Segment Open

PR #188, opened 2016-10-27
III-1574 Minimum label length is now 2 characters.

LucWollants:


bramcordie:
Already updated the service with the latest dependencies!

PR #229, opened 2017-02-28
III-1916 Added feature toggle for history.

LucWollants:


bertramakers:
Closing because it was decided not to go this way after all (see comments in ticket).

Segment Closed
Segment Open

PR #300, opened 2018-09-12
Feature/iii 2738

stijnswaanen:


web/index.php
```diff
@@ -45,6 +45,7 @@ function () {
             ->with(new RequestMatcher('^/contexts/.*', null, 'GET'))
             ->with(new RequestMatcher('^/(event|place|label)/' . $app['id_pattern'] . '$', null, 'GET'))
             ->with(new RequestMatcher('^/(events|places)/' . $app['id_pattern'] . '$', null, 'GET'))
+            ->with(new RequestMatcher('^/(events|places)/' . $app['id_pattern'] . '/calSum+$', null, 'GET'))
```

Segment Closed

Prompt → Taking the line with "PR #229, opened 2017-02-28" as the first and the line with "Closing because it" as the last, retype that stretch of the data above exactly, with no other lines.

Response →
PR #229, opened 2017-02-28
III-1916 Added feature toggle for history.

LucWollants:


bertramakers:
Closing because it was decided not to go this way after all (see comments in ticket).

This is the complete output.